Empecé con platitos y poco más. Y de repente dije, wow, pero a mí lo que me atrae de esto es la materialidad del barro. O sea, lo que va más allá de la forma. Es casi algo que no puedes poner en palabras. Y bueno, durante un tiempo sí que estuve con la parte un poco más utilitaria. Luego empecé a meterme mucho en temas de tejido, sobre todo de cestería y fibras naturales. Yo trabajo mucho el esparto, una fibra natural sobre todo del sur de España y que es patrimonio inmaterial de la humanidad. Además, como quien dice, está en peligro de extinción porque no hay artesanos que lo trabajen. Me interesa mucho todo lo relacionado con las artesanías, los modos de hacer, lo háptico. O sea, esa forma de conectar con el mundo desde algo más allá de lo intelectual. Yo venía de estar escribiendo estas tesis interminables de conceptos súper profundos. Y de repente me encuentro con que mis manos tienen mucho más que decir, quizás, que lo que yo puedo incluso llegar a plantear a nivel conceptual. Entonces, bueno, se fue dando, ¿no? Es una pregunta que me hacen mucho, porque estoy muy consciente de que el mío es un nicho muy específico. “Me parece que para estar ahí has tenido que hacer una elaboración muy concreta de algo”, dice la gente, pero a mí, simplemente, la vida me ha situado ahí.

Vasija floreada de cerámica. Trenzado de esparto. Canasta de esparto.


FO: Dime, ¿qué aspectos de tu práctica suelen pasar desapercibidos, pero son fundamentales para ti?

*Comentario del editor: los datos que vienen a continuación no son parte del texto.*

PR #257, opened 2026-07-02
perf(core): cache ribbon_groups() with OnceLock, avoid per-frame tree allocations

KarimJerbi:
Change CadModule::ribbon_groups() from -> Vec<RibbonGroup> to -> &[RibbonGroup], backed by a per-module OnceLock cache. The ribbon group tree is static data (&'static str, Copy enums) that was being fully reconstructed — Vecs, String clones, enum discriminants — on every call, including all three per-frame call sites (view(), dropdown_overlay(), style_combo_overlay()).

- 7 built-in modules + 2 plugin templates cache via function-local OnceLock. Safe because each is a unit struct with exactly one instance per process (plugins run in isolated child processes; see PluginProcess::spawn()).
- SharedCadModule avoids the static pattern entirely, storing groups in an instance field (owned.rs).
- IPC runner converts &RibbonGroup -> OwnedRibbonGroup directly via new From<&T> impls, avoiding an intermediate clone.
- render_small/render_large and the two make_tool_row closures now borrow (&RibbonItem, &[ToolDef]) instead of taking ownership, so the view loop doesn't need to clone items to satisfy the old by-value signatures.
- Various match-ergonomics deref fixes (*id, *default, *icon, etc.) from the &RibbonItem pattern change.

### DIFF
--- a/crates/ocs_plugin_api/src/ribbon.rs
+++ b/crates/ocs_plugin_api/src/ribbon.rs
@@ -138,12 +138,113 @@ pub trait CadModule: Send + Sync {
     #[allow(dead_code)]
     fn id(&self) -> &'static str;
     fn title(&self) -> &'static str;
-    fn ribbon_groups(&self) -> Vec<RibbonGroup>;
+    fn ribbon_groups(&self) -> &[RibbonGroup];
 }
 
 #[cfg(test)]
 mod tests {
     use super::*;
+
+    #[test]
+    fn once_lock_eliminates_allocation_after_first_call() {
+        // Helper to build a realistic module tree (2 groups, ~20 items)
+        // Benchmark builds this manually for a clean before/after comparison.
+        fn build_tree() -> Vec<RibbonGroup> {
+            vec![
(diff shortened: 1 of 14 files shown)


KarimJerbi:
## Per-frame budget at 60 fps

The ribbon render path calls `ribbon_groups()` three times per frame (`view()`, `dropdown_overlay()`, `style_combo_overlay()` all three hit the same OnceLock, so each is a pointer load after init:

| Metric      | Before (3× 3.1 µs) | After (3× 0.4 ns) |
|-------------|-------------------|-------------------|
| Per frame   | 9.3 µs            | 1.2 ns            |
| Per second  | 558 µs            | 72 ns             |
| Per minute  | 33 ms             | 4.3 µs            |

very small gains but this change closes off a legitimate tail-risk, if we later add more groups/tools, or the render path gets busier (more overlays open simultaneously, more redraws), the old code's cost scales with tree size x call frequency.

HakanSeven12:
thank you

Issue #258, opened 2026-07-03
Cursor movement is very slow in some file


jaisekjames:
Cursor movement is slow in some file.

[AEC Bldg Plan Sample.dwg.txt](https://github.com/user-attachments/files/29625457/AEC.Bldg.Plan.Sample.dwg.txt)

ceremcem:
> the performance issues come from render side. So file format not important. Can you create another issue and send your file? 

 _Originally posted by @HakanSeven12 in [#203](https://github.com/HakanSeven12/OpenCADStudio/issues/203#issuecomment-4876561830)_

I think resolving this issue will also resolve my case. I downloaded the provided file by the OP and it even behaves worse than with my file. The file I'm working on is proprietary so I'm not able to provide that specific file. But I *think* there is a slight improvement since 79a5ac6. I've compiled f4fffa1 and it feels a bit smoother.

HakanSeven12:
fixed. Thanks to @sLuCHaa

ceremcem:
I tested my build from commit b88e5e4 and zooming in and out out still flickers with my file. There is definitely an improvement, though. For demonstration, I copied the OP's drawing multiple times. Here is the resulting behavior: 

https://github.com/user-attachments/assets/e66e688e-e5d6-4ffc-94ed-ad1c29ca9351

The RAM usage at the last state was 2.2GB, FYI

sLuCHaa:
The flicker @ceremcem is seeing is the interaction-LOD from #273 doing its job a bit too visibly: to keep navigation fast on hatch-heavy drawings it suppresses the hatch fills while the view is moving and brings them back once it settles. On a slow wheel-zoom the individual ticks land around the settle window, so the fills toggle on/off — that's the flicker.

#300 fixes it at the source rather than tuning the LOD: each hatch boundary is triangulated once (even-odd, islands/holes included) and those triangles are rasterized directly, instead of drawing a screen-filling quad and running a point-in-polygon test per fragment. That makes the hatch pass cheap enough that the navigation LOD isn't needed at all, so the fills just stay visible while you zoom — no flicker.

The old LOD is still there behind OCS_HATCH_LOD (off by default) as a safety net. @ceremcem if you can build #300 and try it on your file, I'd love to know whether the flicker is gone on your end too.

ceremcem:
[...]

PR #273, opened 2026-07-05
perf(render): faster navigation on large drawings — scene-render cache + hatch interaction LOD

sLuCHaa:
Two related fixes for slow navigation on large drawings, likely relevant to #258 (cursor movement is very slow in some file). Both are on the render side, which matches @HakanSeven12's note there.

## 1. Scene-render cache — skip re-raster on unchanged frames

Every cursor movement re-rendered the entire GPU scene (all wires, hatches, meshes) even when nothing visible changed: iced redraws the whole window on each input message, so the shader's `draw` → `prepare` → `render` runs on every mouse move. On a large drawing one such redraw exceeds the frame budget, so moving the cursor stutters — and it scales with drawing size.

The pipeline already resolves each frame into a persistent resolve texture and blits that to the surface. This hashes the inputs that determine the rendered image (camera uniforms, geometry/selection generations, wire content id, render-mode flags, clip size, live preview) into a per-viewport signature. When a frame's signature matches the previous one the image is pixel-identical, so `render` skips passes 1–7 plus the MSAA resolve and re-blits the resolve texture instead. A pure cursor move becomes a single fullscreen blit instead of an O(N) re-rasterization.

Any real change (edit → `geometry_epoch`, select/hover → `selection_generation`, camera / render-mode → the hashed uniforms/flags) differs the signature and forces a full render, so nothing goes stale. The ViewCube is excluded (its own always-on pass) so cube hover keeps tracking while the scene is cached.

## 2. Hatch interaction LOD — skip the hatch pass while navigating

With the cache in place, a still view is fast but active pan/orbit/zoom was still slow on a hatch-heavy plan. Profiling (per-pass isolation) pinned it entirely on the batched hatch pass: it evaluates the fill procedurally per fragment — a point-in-polygon test over the whole boundary plus the pattern test, with a `discard` that disables early-Z. When the view sits inside a hatch, its quad covers the screen, so panning re-runs that full-screen shader every frame (~40 ms/frame here) while the wire pass and CPU prepare are negligible.

So while the view is actively panning / zooming / orbiting (detected from `camera_generation` + a short settle timer), the hatch pass is suppressed. That state is folded into the render signature, so the moment the view settles it renders hatches once and the cache (fix 1) holds that full-quality frame. A brief subscription keeps requesting frames just past the settle point so the hatched frame renders even when no input event would otherwise fire. The paper sheet keeps its fills.

## Result

On a hatch-heavy architectural plan (~260k wire points, tested on a discrete GPU): cursor movement over a static view went from stuttering to smooth (fix 1), and panning/zooming went from ~24 fps to smooth (fix 2), with hatches snapping back to full detail the instant the view settles.

## Testing

Built with `--release` and exercised on large and small DWGs: navigation is smooth, and edits, selection, hover highlight, layer/style changes and render-mode toggles all still update correctly (no stale frames).

### DIFF
--- a/src/app/view/mod.rs
+++ b/src/app/view/mod.rs
@@ -1462,6 +1462,16 @@ impl OpenCADStudio {
         } else {
             Subscription::none()
         };
+        // Interaction LOD: while the view is (or just was) navigating, keep
+        // requesting frames a little past the settle point. Panning itself is
+        // driven by input events, but once the cursor stops no event would fire
+        // the one full-quality frame that re-renders hatches — this tick does,
+        // then the scene-render cache holds it and the subscription auto-stops.
+        let nav_settle = if self.tabs[self.active_tab].scene.is_settling() {
+            window::frames().map(Message::Tick)
+        } else {
+            Subscription::none()
+        };
         // Blink the MText preview caret while the editor is open.
         let caret_blink = if self.mtext_editor.is_some() {
             iced::time::every(std::time::Duration::from_millis(530))
@@ -1493,6 +1503,7 @@ impl OpenCADStudio {
             history_tick,
             grip_dwell,
             hover_dwell,
+            nav_settle,
             caret_blink,
             web_fonts,
             autosave,
--- a/src/scene/mod.rs
+++ b/src/scene/mod.rs
@@ -901,6 +901,13 @@ pub struct Scene {
     /// (re)built, otherwise the held value. `build_primitive` reads it right
     /// after the call to gate GPU wire re-upload. 0 = none yet.
     pub(crate) last_model_wire_gen: std::cell::Cell<u64>,
+    /// Interaction-LOD state: `camera_generation` seen on the previous frame and
+    /// the wall time it last changed. Used to detect "the view is actively being
+    /// panned / zoomed / orbited" so the expensive per-pixel hatch pass can be
+    /// suppressed while moving and rendered once on settle (held by the
+    /// scene-render cache). See [`Scene::navigating_lod`].
+    nav_last_gen: std::cell::Cell<u64>,
+    nav_changed_at: std::cell::Cell<Option<iced::time::Instant>>,
     /// Static-hold cache for the Model layout: the FULL, un-culled tessellation
     /// held resident and reused for every camera (the geometry is
     /// camera-independent — see `model_tile_wires_arc`). `(epoch, gen, wires)`;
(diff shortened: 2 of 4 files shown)


semhustej:
I also encountered degraded performance in files, which are not that big. Every performance improvement is helpful.

Could this possibly solve https://github.com/HakanSeven12/OpenCADStudio/issues/258 ?

sLuCHaa:
Thanks! Yes, I think this directly targets #258 — that issue is exactly cursor-movement slowness, and it lines up with @HakanSeven12's note there that the performance comes from the render side.

Root cause this fixes: moving the cursor re-rendered the entire GPU scene every frame, even when nothing visible changed (iced redraws the whole window on each input event). On a large drawing one such redraw blows the frame budget, so the cursor stutters — and it scales with drawing size. With this change, a frame whose view / geometry / selection / preview are all unchanged skips every geometry pass and just re-blits the cached resolve texture, so a pure cursor move costs a single blit instead of re-rasterizing the whole drawing.

One honest caveat: this removes the wasted re-render on cursor-only movement. Active pan / orbit / zoom still renders every frame (the view genuinely changes), so if part of the slowness is during panning on very large files, that would need a separate follow-up (interaction LOD). But the "just moving the cursor is slow" symptom should be gone.

The AEC Bldg Plan Sample.dwg attached to #258 would be a good file to confirm against — happy if someone can try this branch on it.

sLuCHaa:
Quick follow-up on that caveat about panning — I went ahead and did the interaction-LOD pass and pushed it as a second commit here.

I profiled the panning case on the AEC Bldg Plan Sample.dwg and it turned out to be almost entirely the batched hatch pass. The hatch fill is evaluated procedurally per fragment (a point-in-polygon test over the whole boundary + the pattern test, with a discard that disables early-Z). When the view sits inside a hatch, its quad covers the whole screen, so panning re-runs that full-screen shader every frame — ~40 ms/frame on that file, while the wire pass and the CPU-side prepare were negligible by comparison. That's also why zooming in didn't help: you're still inside the hatch.

So now, while the view is actively panning / orbiting / zooming, the hatch pass is skipped, and the moment it settles it renders hatches once and the resolve-texture cache from the first commit holds that full-quality frame. On that file panning went from ~24 fps to smooth, with hatches snapping back to full detail as soon as you stop. 

So both the cursor-only stutter and the pan/zoom slowness should be covered now. Would still appreciate a second pair of eyes / a test on other files.

HakanSeven12:
It works great! Thank you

ADG: Hay muchos componentes externos que para mí son cruciales. Como, por ejemplo, mi educación desde niña. Mi madre es bióloga, de sangre, de corazón, de ir los sábados y los domingos al monte y decirnos todos los tipos de plantas, las diferentes eras geológicas. También es profesora, lo cual ha influido en cómo me aproximo a la sensibilización, siempre desde lo mediado. Esa fue mi infancia. Y además una madre —y también un padre—, pero sobre todo una madre con una gran conciencia ecológica. Y yo sé que quizás ahí sí que llegué a desarrollar un acercamiento hacia sistemas y organismos que mucha gente de mi entorno no tenía. También fui esa niña peculiar, con unos gustos que luego variaron, pero que luego retornaron. Estar ahora metida en todo esto es, desde el punto de vista simbólico, conectar con mi niña interior.  

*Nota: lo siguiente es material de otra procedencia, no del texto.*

PR #292, opened 2026-07-06
fix(plot): correct hatch rendering in PDF / plot export

sLuCHaa:
## Summary

Hatched content plotted incorrectly in the PDF / plot export — especially fills nested inside a block INSERT (a title-block logo, for example): they were missing, mis-spaced, or drew phantom bars. This PR makes the PDF/plot output match.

Hay una cuestión entre madre e hija que es bastante importante y, aunque nunca la he abordado directamente, está latente y forma parte de todo mi proceso. Desde las conversaciones con mi madre —porque al final, se trata de una simbiosis madre-hija que va más allá de lo emocional—, hasta el intercambio de conocimiento científico que compartimos. Ella es una gran científica. Que tu madre sea tu fuente de inspiración y tu modelo a seguir es como ganar la lotería de la vida. Hay muchas cosas ahí, todas intrínsecamente unidas.

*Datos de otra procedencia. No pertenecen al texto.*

PR #293, opened 2026-07-06
feat(plot): snap plot-window corners to geometry endpoints

sLuCHaa:
## Summary

`PLOTWINDOW` / `PW` now snaps to geometry while you pick the two corners of the plot window, so the plotted area lands exactly on a frame's corners.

Y bueno, para abreviar un poco esta parte: llegué a Madrid para hacer una residencia de arte, y después de esa experiencia decidí mudarme definitivamente, darle una segunda oportunidad a mi ciudad. Comencé un proyecto en la Escuela de Cerámica de la Moncloa en Madrid, desarrollando una línea de investigación que, honestamente, no me esperaba. Fue también el momento en el que empecé a notar que había gente que creía en mí, y eso fue muy significativo. En ese punto, yo simplemente estaba trabajando con la materialidad del barro, distintos tipos de arcilla; no quería entender nada, solo dejarme llevar. Pero empezaron a ocurrir cosas a mi alrededor. Los hongos aparecían por todas partes. Empecé a leer mucho sobre el concepto de micelio. Y ahí hay algo interesante, porque todo lo relacionado con lo fúngico —o con el micelio como organismo— ha tenido un boom en los últimos cinco años, pero en mi vida ha sido algo recurrente desde mucho antes. Recuerdo perfectamente a mi madre, cuando yo era pequeña, explicándonos estas cosas. Fue un momento de canalizar y clasificar muchas cosas que ya estaban ahí. De repente me dije: me voy a poner a experimentar. Y lo hice. Y viniendo de un entorno tan académico, pensé: qué bien poder tener la posibilidad de mirar desde otro lugar.


FO: Veo que el lugar en el que estás ahora es una convergencia de factores, caminos y casualidades. ¿Dirías que tu proyecto creativo responde a una necesidad social, política o estética que emanan nuestros tiempos? ¿Hacia qué lugar —conceptual, vital, profesional— esperas que te lleve tu trabajo en los próximos años?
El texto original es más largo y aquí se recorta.